Live: investpilot.live
Three-service architecture with strict ownership boundaries:
Browser → Cloudflare → Traefik (k3s)
├── /api/* → Operational Node (Go/Gin :8081)
└── /* → Nginx → React SPA
↓ RabbitMQ (AMQP)
Decisional Node (Python - math only)
↓ PostgreSQL (Supabase)
| Service | Stack | Responsibility |
|---|---|---|
| Operational Node | Go + Gin + GORM | Auth, business logic, DB schema, Stripe payments, cron jobs |
| Decisional Node | Python + Pika | HRP weights, Monte Carlo, rebalance deltas, yfinance sync (pure math, no business logic; no HTTP API, only Prometheus on :9090) |
| Frontend | React 19 + TypeScript + Vite | SPA served by Nginx in production |
| Database | PostgreSQL (Supabase) | Go owns DDL; Python is a DML-only tenant |
| Message broker | RabbitMQ (CloudAMQP) | Go publishes commands; Python consumes (prefetch=1) |
- Python never owns business logic: it computes math and returns results; Go drives all decisions
- No live price fetching: all ETF prices come from
daily_market_data(synced daily by Python via yfinance); Go checks staleness before rebalancing - Model portfolios pre-computed: Python generates all 15 HRP buckets (risk 1-5 x short/medium/long horizon) daily and persists them; Go reads from DB on rebalance day, no Python call needed
- Anonymous rebalancing: Go strips all PII before publishing
CMD_REBALANCE_USER; Python receives only weight vectors - JWT + family-based sessions: multi-device support with refresh token rotation and reuse detection
- Cloudflare Turnstile gates auth flows server-side
Hierarchical Risk Parity (HRP): chosen over classical mean-variance optimization because mean-variance requires inverting the covariance matrix, which becomes ill-conditioned when assets are highly correlated and produces unstable, concentrated weights. HRP replaces matrix inversion with a hierarchical tree structure. Three steps:
- Tree clustering: convert correlation to distance
d = sqrt(0.5 * (1 - ρ)), build a single-linkage dendrogram - Quasi-diagonalization: reorder assets so correlated ones are adjacent (covariance values concentrate around the diagonal)

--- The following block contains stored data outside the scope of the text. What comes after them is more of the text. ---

PR #4554, opened 2025-06-28
[SettingsView] [ApiConfig Section] save on change

celestial-vault:
### Description

Make Api Config settings save-on-change. We disable the confirmation dialog for this section, and change the header button to just a "Done" button.

We introduce debounced saving for quick-input fields like the textfield.

We no longer set React Context as part of saving. We instead save directly to the backend and allow the grpc state subscription to update context for us, which we simply read from.

Local state is removed, except in the case where it is needed for debounced saving. It is contained in hooks where possible.

### Test Procedure

Walked through each provider and setting, changing items rapidly and repeatedly exiting the page to confirm that they are saved.

Watched out for any jumpiness or UI un-smoothness.

### Type of Change

-   [x] ♻️ Refactor Changes
-   [ ] 💅 Cosmetic Changes
-   [ ] 🏃 Workflow Changes

### Pre-flight Checklist

### Screenshots

https://github.com/user-attachments/assets/f67e3f61-0a3b-425d-b9d8-3f12b5cd5cbf

### Additional Notes

----

> [!IMPORTANT]
> Refactor settings to save changes immediately with debounced input handling and backend state updates via gRPC.
> 
>   - **Behavior**:
>     - Settings in the `ApiConfig` section now save immediately on change, removing the confirmation dialog and changing the header button to "Done".
>     - Introduces debounced saving for quick-input fields like text fields.
>     - State updates are now handled by backend gRPC subscriptions instead of local React Context updates.
>   - **Components**:
>     - Refactors `ApiOptions`, `ApiConfigurationSection`, and `SettingsView` to remove local state management and use hooks for debounced saving.
>     - Updates `WelcomeView` to mark completion directly via `StateServiceClient`.
>   - **Utilities**:
>     - Adds `useDebouncedInput` hook for debounced input handling.
>     - Adds `useApiConfigurationHandlers` for managing API configuration updates.
>     - Adds `updateSetting` and `updateBrowserSetting` functions for updating settings via gRPC.
> 
> <sup>This description was created by </sup>[Ellipsis](https://www.ellipsis.dev?ref=cline%2Fcline&utm_source=github&utm_medium=referral)<sup> for e81d283e15360ae9cd2223eefcd0dc8e61afb664. You can [customize](https://app.ellipsis.dev/cline/settings/summaries) this summary. It will automatically update as commits are pushed.</sup>


webview-ui/src/components/settings/ApiOptions.tsx
```diff
@@ -72,48 +69,14 @@ declare module "vscode" {
 	}
 }
 
-const ApiOptions = ({
-	showModelOptions,
-	apiErrorMessage,
-	modelIdErrorMessage,
-	isPopup,
-	saveImmediately = false, // Default to false
```
celestial-vault, line 79: We get rid of saveImmediately since this is now the only mode

webview-ui/src/components/settings/ApiOptions.tsx
```diff
@@ -72,48 +69,14 @@ declare module "vscode" {
...
-}: ApiOptionsProps) => {
+const ApiOptions = ({ showModelOptions, apiErrorMessage, modelIdErrorMessage, isPopup }: ApiOptionsProps) => {
 	// Use full context state for immediate save payload
 	const extensionState = useExtensionState()
-	const { apiConfiguration, setApiConfiguration, uriScheme } = extensionState
+	const { apiConfiguration, uriScheme } = extensionState
+
+	const { handleFieldChange } = useApiConfigurationHandlers()
+
```
celestial-vault, line 78: This is a hook to save fields to the apiConfiguration with grpc, using the context state value.

webview-ui/src/components/settings/ApiOptions.tsx
```diff
@@ -198,250 +161,109 @@ const ApiOptions = ({
...
 
 			{apiConfiguration && selectedProvider === "cline" && (
-				<ClineProvider
-					apiConfiguration={apiConfiguration}
-					handleInputChange={handleInputChange}
-					showModelOptions={showModelOptions}
-					isPopup={isPopup}
-				/>
+				<ClineProvider showModelOptions={showModelOptions} isPopup={isPopup} />
 			)}
```
celestial-vault, line 160: All providers directly access context instead of needing to prop drill.

webview-ui/src/components/settings/OpenRouterModelPicker.tsx
```diff
@@ -70,14 +72,13 @@ const OpenRouterModelPicker: React.FC<OpenRouterModelPickerProps> = ({ isPopup }
...
-			},
-		})
+
 		setSearchTerm(newModelId)
+
+		handleFieldsChange({
+			openRouterModelId: newModelId,
+			openRouterModelInfo: openRouterModels[newModelId],
+		})
 	}
```
celestial-vault, line 82: handleFieldsChange when setting multiple fields to prevent stale apiConfiguration variable race condition.

webview-ui/src/components/settings/SettingsView.tsx
```diff
@@ -679,12 +685,20 @@ const SettingsView = ({ onDone, targetSection }: SettingsViewProps) => {
 					<h3 className="text-[var(--vscode-foreground)] m-0">Settings</h3>
 				</div>
 				<div className="flex gap-2">
-					<VSCodeButton appearance="secondary" onClick={handleCancel}>
-						Cancel
-					</VSCodeButton>
-					<VSCodeButton onClick={() => handleSubmit(false)} disabled={!hasUnsavedChanges}>
-						Save
-					</VSCodeButton>
```
celestial-vault, line 688: Display "Done" button for apiconfig since it saves directly.

webview-ui/src/components/settings/SettingsView.tsx
```diff
@@ -290,8 +303,12 @@ const SettingsView = ({ onDone, targetSection }: SettingsViewProps) => {
 			return
 		}
 
+		// For api-config tab, exclude API configuration from unsaved changes check
+		// since those changes are saved immediately
+		const includeApiConfig = activeTab !== "api-config"
+
 		const hasChanges =
```
celestial-vault: Don't include apiConfig in the change calculation if the active tab is api-config

webview-ui/src/components/settings/ThinkingBudgetSlider.tsx
```diff
@@ -80,26 +82,30 @@ const RangeInput = styled.input<{ $value: number; $min: number; $max: number }>`
...
 
-const ThinkingBudgetSlider = ({ apiConfiguration, setApiConfiguration, maxBudget }: ThinkingBudgetSliderProps) => {
-	const maxTokens =
-		apiConfiguration?.apiProvider === "gemini"
-			? geminiModels[geminiDefaultModelId].maxTokens
-			: anthropicModels["claude-3-7-sonnet-20250219"].maxTokens
+const ThinkingBudgetSlider = ({ maxBudget }: ThinkingBudgetSliderProps) => {
+	const { apiConfiguration } = useExtensionState()
+	const { handleFieldChange } = useApiConfigurationHandlers()
+
```
celestial-vault, line 91: Use useState for isEnabled to properly update checkbox

webview-ui/src/components/settings/common/ApiKeyField.tsx
```diff
@@ -16,34 +17,43 @@ interface ApiKeyFieldProps {
...
-					}}>
-					You can get a{/^[aeiou]/i.test(providerName) ? "n" : ""} {providerName} API key by signing up here.
-				</VSCodeLink>
-			)}
-		</p>
-	</div>
-)
+}: ApiKeyFieldProps) => {
+	const [localValue, setLocalValue] = useDebouncedInput(initialValue, onChange)
+
```
celestial-vault, line 28: Debouncing input with a controlled value (useState). Adding to ApiKeyField and BaseUrl field. Also seen in the new DebouncedTextField component.

webview-ui/src/components/settings/utils/useApiConfigurationHandlers.ts
```diff
@@ -0,0 +1,62 @@
+import { useExtensionState } from "@/context/ExtensionStateContext"
+import { ModelsServiceClient } from "@/services/grpc-client"
+import { ApiConfiguration } from "@shared/api"
+import { convertApiConfigurationToProto } from "@shared/proto-conversions/models/api-configuration-conversion"
+import { UpdateApiConfigurationRequest } from "@shared/proto/models"
+
```
celestial-vault, line 6: Using hook to allow importing these functions, but with access to Context.

webview-ui/src/components/settings/utils/useApiConfigurationHandlers.ts
```diff
@@ -0,0 +1,62 @@
...
+			[field]: value,
+		}
+
+		const protoConfig = convertApiConfigurationToProto(updatedConfig)
+		ModelsServiceClient.updateApiConfigurationProto(
+			UpdateApiConfigurationRequest.create({
+				apiConfiguration: protoConfig,
+			}),
+		).catch((error) => {
+			console.error(`Failed to update API configuration field ${field}:`, error)
```
pashpashpash, line 32: Both handleFieldChange and handleFieldsChange only log errors to console. Shouldn't users be notified when their settings fail to save?

webview-ui/src/components/settings/SettingsView.tsx
```diff
@@ -680,12 +685,20 @@ const SettingsView = ({ onDone, targetSection }: SettingsViewProps) => {
 					<h3 className="text-[var(--vscode-foreground)] m-0">Settings</h3>
 				</div>
 				<div className="flex gap-2">
-					<VSCodeButton appearance="secondary" onClick={handleCancel}>
-						Cancel
-					</VSCodeButton>
-					<VSCodeButton onClick={() => handleSubmit(false)} disabled={!hasUnsavedChanges}>
-						Save
```
pashpashpash, line 687: This PR as is, has problems:

1. User navigates to the "General" settings tab.
2. User changes a setting, for example, the `telemetrySetting`. Now `hasUnsavedChanges` is `true`.
3. User does __not__ click "Save".
4. User navigates to the "API Configuration" tab.
5. Now, `activeTab` is `api-config`. The header buttons change to show only the "Done" button. The "Save" button is gone.
6.  If the user clicks "Done", the `onDone()` function is called, which closes the settings view. The unsaved changes from the "General" tab are __lost__ without any warning. The `handleCancel` logic, which *does* have an "unsaved changes" dialog, is never triggered.

webview-ui/src/components/settings/SettingsView.tsx
```diff
@@ -769,7 +782,6 @@ const SettingsView = ({ onDone, targetSection }: SettingsViewProps) => {
 									apiErrorMessage={apiErrorMessage}
 									modelIdErrorMessage={modelIdErrorMessage}
 									handlePlanActModeChange={handlePlanActModeChange}
```
pashpashpash, line 319: In this implementation, if you change a setting in another tab, then navigate to provider settings tab, and change from plan to act, The `handlePlanActModeChange` function executes __without__ checking for unsaved changes on other tabs.

The mode is switched. When the mode switches, the `apiConfiguration` and `chatSettings` are reloaded from the backend, and the `originalState` ref is updated to match.

The unsaved change to `telemetrySetting` from the "General" tab is __lost__. The component state will be overwritten by the values from the newly loaded mode's configuration, and the user is never warned.

webview-ui/src/components/settings/utils/useDebouncedInput.ts
```diff
@@ -0,0 +1,31 @@
...
+ * @param debounceMs - Debounce delay in milliseconds (default: 500ms)
+ * @returns A tuple of [currentValue, setValue] similar to useState
+ */
+export function useDebouncedInput<T>(
+	initialValue: T,
+	onChange: (value: T) => void,
+	debounceMs: number = 500,
+): [T, (value: T) => void] {
+	// Local state to prevent jumpy input - initialize once
+	const [localValue, setLocalValue] = useState(initialValue)
```
pashpashpash, line 19: Here you use useState to initialize the state with initialValue only on the first render of the component that uses this hook. 

On subsequent rerenders, even if the `initialValue` prop passed to `useDebouncedInput` changes, the `localValue` inside the hook will not be updated. It will retain its current state.


Scenario:

1. A parent component renders a debounced input field, passing `initialValue="A"`. The `useDebouncedInput` hook initializes `localValue` to "A".
2. The user types, changing the input to "AB". `localValue` is now "AB". The debounced `onChange` will eventually fire with "AB".
3. Something external happens, causing the parent component to re-render and now pass `initialValue="C"` to the debounced input field.
4. The `useDebouncedInput` hook re-runs, but because `useState` preserves state across re-renders, `localValue` remains "AB". The new `initialValue` of "C" is ignored.
5. The input field will continue to show "AB", not "C". The component is now out of sync with its props.

Why not something like this?

```
useEffect(() => {
        setLocalValue(initialValue);
    }, [initialValue]);
```

pashpashpash (changes requested):

webview-ui/src/components/settings/ThinkingBudgetSlider.tsx
```diff
@@ -80,26 +82,30 @@ const RangeInput = styled.input<{ $value: number; $min: number; $max: number }>`
...
+	const [isEnabled, setIsEnabled] = useState<boolean>((apiConfiguration?.thinkingBudgetTokens || 0) > 0)
+
+	const maxTokens = useMemo(
+		() =>
+			apiConfiguration?.apiProvider === "gemini"
+				? geminiModels[geminiDefaultModelId].maxTokens
+				: anthropicModels["claude-3-7-sonnet-20250219"].maxTokens,
+		[apiConfiguration?.apiProvider],
```
Garoth, line 99: This is some terrible code, not that you introduced this here, but we're special casing the thinking models, and I guess it only "works" because claude 4 has the same maxTokens as 3-7

celestial-vault: yeah.... 😢

celestial-vault: making a note to do a small PR for this.

webview-ui/src/components/settings/SettingsView.tsx
celestial-vault: Originally was splitting this up into multiple PRs, but as discussed this is now all done in this PR.

celestial-vault: Save on change is now in every section

webview-ui/src/components/settings/SettingsView.tsx
celestial-vault: Save on change now in every section.

webview-ui/src/components/settings/utils/useApiConfigurationHandlers.ts
celestial-vault: Yes we could devise some sort of toast notification. 

Although the beauty of saving directly and reading from state is that users WILL be notified - their action will not be reflected in the UI (at least for those inputs that are not textfields and thus using local state).

webview-ui/src/components/settings/utils/useDebouncedInput.ts
celestial-vault: The scenario you describe isn't applicable to this hook's usage. This hook is exclusively used for settings form fields where the user is the source of all changes. When a user types "AB", the debounced onChange fires, updates the backend, and the new value flows back as initialValue="AB". We explicitly don't want to overwrite the user's input with this same value.

The settings components are also ephemeral - they unmount when the user navigates away and remount fresh when reopened, naturally syncing with the current state.

Your suggested useEffect would create a problematic feedback loop: user types → onChange fires → backend updates → initialValue changes → useEffect overwrites what the user is currently typing. This would interrupt the user mid-input.

webview-ui/src/components/settings/ApiOptions.tsx
arafatkatze: Good

webview-ui/src/context/ExtensionStateContext.tsx
```diff
@@ -202,6 +202,7 @@ export const ExtensionStateContextProvider: React.FC<{
 		terminalOutputLineLimit: 500,
 		defaultTerminalProfile: "default",
 		isNewUser: false,
+		welcomeViewCompleted: true, // Default to true to avoid showing welcome view on first load - will be overwritten by extension state
```
dcbartlett: I think the default here should be "false"

src/core/controller/state/setWelcomeViewCompleted.ts
```diff
@@ -0,0 +1,25 @@
...
+import type { Controller } from "../index"
+import { updateGlobalState } from "../../storage/state"
+
+/**
+ * Sets the welcomeViewCompleted flag to the specified boolean value
+ * @param controller The controller instance
+ * @param request The boolean request containing the value to set
+ * @returns Empty response
+ */
+export async function setWelcomeViewCompleted(controller: Controller, request: BooleanRequest): Promise<Empty> {
```
arafatkatze, line 12: in local testing how do i verify that on the very first install the welcome view is shown?

pashpashpash (approved):
for posterity I'm approving and merging this PR to move forward with the save-on-change UI pattern, but I want to document the current architectural limitations for future reference.

- My primary concern is the high potential for race conditions. The current implementation, which relies on sending the entire application state over gRPC for every single settings change, introduces a noticeable delay (around 1.5 seconds in my testing) for the UI to reflect an update. 
- This significant lag time widens the window for a user to make subsequent, conflicting changes before the first change has been fully processed and reflected, creating a "race condition hell" where user inputs can be easily lost.
- My guess is the root cause of this latency is the inefficiency of re-transmitting the full state object (currently ~15MB) on every update, even for minor changes. While local gRPC calls should theoretically be near-instantaneous, the overhead of serializing and processing this much data is clearly a bottleneck.
- The long-term plan is to refactor this communication to use a delta-based system, where only the specific fields that have changed are transmitted. This will drastically reduce the payload size, speed up UI updates, and (hopefully) significantly mitigate the risk of race conditions.

This comment serves as a record of this known issue and our intention to address it properly with state deltas in the future.

0xToshii (dismissed):
tested and didn't see any lag

arafatkatze:
> My primary concern is the high potential for race conditions. The current implementation, which relies on sending the entire application state over gRPC for every single settings change, introduces a noticeable delay (around 1.5 seconds in my testing) for the UI to reflect an update.




On closer examination I realize that if the time taken here is linearly correlated with the size of the extension state being passed. To stress test, I went to the biggest chat in my history and tried to change models and in those cases when I would switch between providers in bottom of the chat then the time would be roughly a little less than one second


image

arafatkatze:
> re-transmitting the full state object (currently ~15MB) on every update, even for minor changes

For me the size of the state object was only large(10 Mb) when I was on my largest chat. 

image


Note that for smaller chats my state transfer was only 0.11 Mb

image

arafatkatze:
> While local gRPC calls should theoretically be near-instantaneous, the overhead of serializing and processing this much data is clearly a bottleneck.


Totally agree I think the main culprit is the total transfer of Cline messages. WE somehow to figure out how to do a partial transfer there or just totally rip it out from the extension state somehow.



> The long-term plan is to refactor this communication to use a delta-based system, where only the specific fields that have changed are transmitted. This will drastically reduce the payload size, speed up UI updates, and (hopefully) significantly mitigate the risk of race conditions.

I agree but I think the main culprit is really just cline messages the total transfer of them with every state change is the thing that causes it. IF we leave every other aspect of extension state as it is right now it will still be fine as long as we rip out cline messages. 

Now specifically doing a partial transfer of Cline messages alone is something to be figured out. Alternatively perhaps there's a way to just rip out Cline Message from the whole extension state passing and handle them separately(Thinking out loud here) @Garoth 

## See Napkin Math

image

src/core/controller/index.ts
```diff
@@ -902,6 +903,7 @@ export class Controller {
 			terminalReuseEnabled,
 			defaultTerminalProfile,
 			isNewUser,
+			welcomeViewCompleted: welcomeViewCompleted as boolean, // Can be undefined but is set to either true or false by the migration that runs on extension launch in extension.ts
```
saoudrizwan, line 906: using `as boolean` doesnt actually change its value. for example if it's an empty string this wont change it to a boolean. basically this is not doing anything useful in this context.

saoudrizwan: just wanna make sure you dont think this actually does anything or lead to this converting the underlying variable to a boolean.

arafatkatze (dismissed):

dcbartlett (changes requested):

arafatkatze:
Approving this PR for now(IF @saoudrizwan can check the current behavior too)

webview-ui/src/context/ExtensionStateContext.tsx
arafatkatze: No it will get overwritten on the first start.

src/core/controller/index.ts
celestial-vault: @saoudrizwan It shouldn't be a undefined because of the migration, only initially, right when the extension starts. Basically, I want to allow it to be undefined without having typescript yell at me. But I generally avoid using `as` for this reason that you've brought up - it obscures things. I could probably just handle the undefined on the frontend.

webview-ui/src/context/ExtensionStateContext.tsx
celestial-vault: @dcbartlett Okay fair. Just didn't want it briefly flashing for users who should not see it.

arafatkatze: I verified this with Vscode insiders  by cleaning global state 

image

dcbartlett: @arafatkatze yes, it should be false, as our default state should be to show this welcome state.  That being said, this might be a situation where we need a larger refactor, as the welcome state should be the default unless we move away because we see that it's not needed.  Otherwise, this would be an interstitial style setup, which would be "cancelable".  The welcome state should never be able to be canceled the way it's designed, so the system should be written so it's the default state.  If we are worried about flashing, we can use a loading state instead until we have full understanding of the state of welcomeView being completed.

webview-ui/src/components/settings/ApiOptions.tsx
```diff
@@ -71,52 +68,15 @@ declare module "vscode" {
...
-const ApiOptions = ({
-	showModelOptions,
-	apiErrorMessage,
-	modelIdErrorMessage,
-	isPopup,
-	saveImmediately = false, // Default to false
-}: ApiOptionsProps) => {
+const ApiOptions = ({ showModelOptions, apiErrorMessage, modelIdErrorMessage, isPopup }: ApiOptionsProps) => {
 	// Use full context state for immediate save payload
-	const extensionState = useExtensionState()
```
celestial-vault, line 82: We get rid of all the save/cancel button logic.

webview-ui/src/context/ExtensionStateContext.tsx
arafatkatze: > this would be an interstitial style setup, which would be "cancelable". The welcome state should never be able to be canceled the way it's designed, so the system should be written so it's the default state.

No opinions here, I think is a matter of principle in how to build things in react. 

For me, I was looking at things from a purely functionality frame of reference. IF you believe that a long term refactor here is warranted then that's fair, if that's the right way to do things.

dcbartlett: Yeah, I was purely looking at it from a standpoint of user flow.  From a stand-point of react, you're correct.

celestial-vault: @dcbartlett So not clear, does your request stand?

pashpashpash (approved):

dcbartlett (approved):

- Recursive bisection: split the ordered list in halves; assign each half a weight inversely proportional to its inverse-variance portfolio variance; recurse
HRP runs separately on equities and bonds; results are blended via a macro allocation table keyed on the user's risk profile. Implementation: decisional-node/services/hrp_service.py.
Monte Carlo forecast: Geometric Brownian Motion with drift and volatility estimated from historical daily returns. 10,000 trajectories simulated; output is P10/P50/P90 percentile bands forming a "cone of uncertainty." Implementation: decisional-node/services/monte_carlo_service.py.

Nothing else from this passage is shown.